我在这里使用字典,因为你希望id号是唯一的,并且如果重复则能够失败。
Also you don't need to generate a list from readlines()
, or use range
to iterate over that list - you can loop on the file
object directly. So something like:
此外,您不需要从readlines()生成列表,或使用范围迭代该列表 - 您可以直接循环文件对象。所以类似于:
customers = {}
with open("accounts.csv", "r") as file: #original file
for i in file:
i = i.strip()
line = i.split(",")
if not line[0] in customers:
customers[line[0]] = BankAccount(line[0], line[1], line[2], line[3])
else:
print("Duplicate!", line)
You can then use customers.values()
if you just need a list of BankAccount
objects.
如果您只需要BankAccount对象列表,则可以使用customers.values()。
#2
0
Your code is almost there. First, your __eq__
method needs to be a bit different: don't try to print anything there, just indicate whether or not the two objects should be considered duplicates. That looks like this:
你的代码几乎就在那里。首先,你的__eq__方法需要有点不同:不要尝试在那里打印任何东西,只是指出这两个对象是否应该被认为是重复的。看起来像这样:
def __eq__(self, other):
return self.account_id == other.account_id
Then you can take advantage of the in
operator to filter your duplicates. Here's an example:
然后,您可以利用in运算符来过滤重复项。这是一个例子:
one = BankAccount(123, 'John', 'Doe', 39.5)
customers = [one]
two = BankAccount(123, 'Fred', 'Smith', 96.2)
assert(two in customers) # This is true
The last step is to add a check to your for loop before adding a new customer to your list:
最后一步是在将新客户添加到列表之前向for循环添加一个检查:
customers = []
for i in range(1,len(contents)):
line = contents[i].split(",") #splits each line into four elements
account = BankAccount(line[0], line[1], line[2], line[3])
if account in customers:
print("Duplicate account: {}".format(account.id))
else:
customers.append(account)
Note that there are plenty of other ways to achieve your goal, and some of them are probably more efficient, but I wanted to show you a solution that was very close to what you already had.

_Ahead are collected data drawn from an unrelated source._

PR #6297, opened 2026-08-17
Fix `page.py`: don't propagate CancelledError from late `task.result()` (#6296)

### LINKED ISSUE #6296: Page builder returns HTTP 500 "No response returned." when its task is cancelled

### First Check

### Example Code

```python
import asyncio

from nicegui import ui


@ui.page('/ok')
async def ok():
    ui.label('reached the end')


@ui.page('/broken')
async def broken():
    task = asyncio.current_task()
    assert task is not None
    task.cancel()                  # any cancellation of the page-builder task
    await asyncio.sleep(0)
    ui.label('reached the end')


ui.run(port=8123, show=False, reload=False)
```

### Description

Open `/ok` — HTTP 200, as expected.

Open `/broken` — **HTTP 500**, and the server logs an unhandled `RuntimeError: No response returned.` from Starlette. I would expect the response to be built from whatever the page produced before the cancellation, the way it already is when the builder is still running at response time.

The cause is at `nicegui/page.py:207`:

```python
if task.done():
    result = task.result()        # re-raises CancelledError out of the route handler
else:
    result = None
```

If the page-builder task finished *cancelled*, `task.result()` re-raises `CancelledError`, it escapes the route handler, and Starlette turns that into `No response returned.`

This is the only unguarded `.result()` on a response path — `page.py:128` (`check_for_late_return_value`) and `background_tasks.py:152` both already do `except asyncio.CancelledError: pass`. That asymmetry is visible in behaviour: a cancellation that arrives *after* the response is built goes down the guarded late path and is fine, while one that lands *before* the response is built produces the 500.

A one-line change makes the two paths agree, reusing the value the `else` branch two lines down already uses:

```diff
                 if task.done():
-                    result = task.result()
+                    result = None if task.cancelled() else task.result()
                 else:
                     result = None
```

Measured with the file above:

| | `/ok` | `/broken` |
|---|---|---|
| v3.16.0 (`17ad9005`) | 200 | **500** |
| main (`9b5133ca`) | 200 | **500** |
| main + the one line | 200 | 200 |

With the fix, `/broken` returns 200 serving the partially-built page and logs no unhandled error.

### NiceGUI Version

3.16.0 (also reproduced on main at `9b5133ca`)

### Python Version

3.12.11

### Browser

Other — not browser-dependent. The symptom is the HTTP status and the server-side traceback; reproduced with `curl`, no browser involved.

### Operating System

macOS

### Additional Context

`result = None` cannot mask an application error here: the page-builder task runs with `handle_exceptions=False` and converts ordinary exceptions into a 500 error page itself, so `task.cancelled()` is true only in the case where `task.result()` would raise plain `CancelledError`. The `response_timeout` branch above cancels the task and returns at line 203, so it never reaches line 207 either.

The self-cancel in the example is deliberately artificial — it isolates the defect from any particular caller. I have not found a natural user-level pattern that reaches it on current main, so this is latent today. It stops being latent with #6271 and #6294, which both add `task.cancel()` on the current task inside `clicked()` / `initialized()` when the element is already deleted; with either of those applied, an ordinary page builder reaches this line and 500s. Both were measured at `ca5243ce` and `6f2dc3df` respectively, and the same one line clears both.

Worth a route-level regression test alongside the fix: the tests in those two PRs assert element-level `task.cancelled()`, which passes either way and would not catch this.

SaadZahem:
### Motivation

Fixes #6296
Related to #6271 and #6294

### Implementation

```diff
diff --git a/nicegui/page.py b/nicegui/page.py
index 2ced4129..09305075 100644
--- a/nicegui/page.py
+++ b/nicegui/page.py
@@ -204,7 +204,7 @@ class page:
                 if not task_wait_for_connection.done():
                     task_wait_for_connection.cancel()
                 if task.done():
-                    result = task.result()
+                    result = None if task.cancelled() else task.result()
                 else:
                     result = None
                     task.add_done_callback(check_for_late_return_value)
```

One pytest was added to `test_page.py`.
It asserts that the response status code from a cancelled async page is 200.

### Progress

### DIFF
--- a/nicegui/page.py
+++ b/nicegui/page.py
@@ -204,7 +204,7 @@ class page:
                 if not task_wait_for_connection.done():
                     task_wait_for_connection.cancel()
                 if task.done():
-                    result = task.result()
+                    result = None if task.cancelled() else task.result()
                 else:
                     result = None
                     task.add_done_callback(check_for_late_return_value)
--- a/nicegui/page.py
+++ b/nicegui/page.py
@@ -204,7 +204,12 @@ class page:
                 if not task_wait_for_connection.done():
                     task_wait_for_connection.cancel()
                 if task.done():
-                    result = None if task.cancelled() else task.result()
+                    if task.cancelled():
+                        log.warning(f'Page building for {client.page.path} was cancelled; '
+                                    'serving the elements created so far')
+                        result = None
+                    else:
+                        result = task.result()
                 else:
                     result = None
                     task.add_done_callback(check_for_late_return_value)
--- a/tests/test_page.py
+++ b/tests/test_page.py
@@ -205,16 +205,17 @@ def test_ui_page_http_exception_404_keeps_html(screen: Screen):
         'ui.page raising HTTPException(404) should render the HTML error page for browsers'
 
 
-async def test_normal_response_when_async_page_is_cancelled(screen: Screen):
+def test_normal_response_when_async_page_is_cancelled(screen: Screen):
     @ui.page('/')
     async def page():
-        task = asyncio.current_task()
-        task.cancel()
+        asyncio.current_task().cancel()
         ui.label('The end')
 
     screen.start_server()
     response = httpx.get(f'http://localhost:{Screen.PORT}/')
-    assert response.status_code == 200
+    assert response.status_code == 200, 'page cancelling its own task should still return a normal response'
+    assert 'The end' in response.text, 'elements created before the cancellation takes effect should be served'
+    screen.assert_py_logger('WARNING', re.compile('Page building for / was cancelled'))
 
 
 def test_page_with_args(screen: Screen):
--- a/tests/test_page.py
+++ b/tests/test_page.py
@@ -205,6 +205,18 @@ def test_ui_page_http_exception_404_keeps_html(screen: Screen):
         'ui.page raising HTTPException(404) should render the HTML error page for browsers'
 
 
+async def test_normal_response_when_async_page_is_cancelled(screen: Screen):
+    @ui.page('/')
+    async def page():
+        task = asyncio.current_task()
+        task.cancel()
+        ui.label('The end')
+
+    screen.start_server()
+    response = httpx.get(f'http://localhost:{Screen.PORT}/')
+    assert response.status_code == 200
+
+
 def test_page_with_args(screen: Screen):
     @ui.page('/page/{id_}')
     def page(id_: int):


evnchn:
Heads-up: this repo will soon enable GitHub's open-PR limit, capping contributors without write access at 3 open non-draft PRs. Drafts don't count and stay unlimited.

The reason is queue order. A non-draft PR reads as a request for review, and the ready list is long enough right now that things sit for weeks. A cap of 3 means you choose what gets looked at first, instead of the queue deciding by accident.

You have more than 3 open and ready. Could you pick 3 and convert the rest to draft? Drafts keep their history and you can flip them back as the first ones merge. Doing it before the setting lands avoids anything getting bounced.

SaadZahem:
Understood. I will notify you when I only have 3 non-draft PRs.

SaadZahem:
All my open PRs are now drafted except for the 3 related ones: this one and the 2 related to it.

falkoschindler:
Thanks @SaadZahem — verified and approving.

What I checked: `task.cancelled()` fully guards `task.result()` — CPython marks the task cancelled even when `cancel()` lands after the last await (`_must_cancel` path) and when the coroutine raises `CancelledError` itself, so there is no gap where `.result()` could still throw. The `response_timeout` branch returns before reaching the changed line, and the late path (`check_for_late_return_value`) already swallows `CancelledError`, so the one-liner makes the early path consistent with existing semantics rather than inventing new ones — serving the partially built page with 200 is exactly what the `else` branch below already does for builders still running at response time. Also reproduced the measurement: the new test fails on main with `RuntimeError: No response returned.` and passes with the fix.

请注意,还有很多其他方法可以实现您的目标,其中一些可能更有效,但我想向您展示一个非常接近您已有的解决方案。
One more note: your __str__
method doesn't quite work either - you need to change self.account_id
to str(self.account_id)
. Once you do that you can change the "Duplicate account" message above to print("Duplicate account: {}".format(account))
so you get more information.
还有一点需要注意:你的__str__方法也不起作用 - 你需要将self.account_id更改为str(self.account_id)。完成后,您可以更改上面的“重复帐户”消息进行打印(“重复帐户:{}”。格式(帐户)),以便获得更多信息。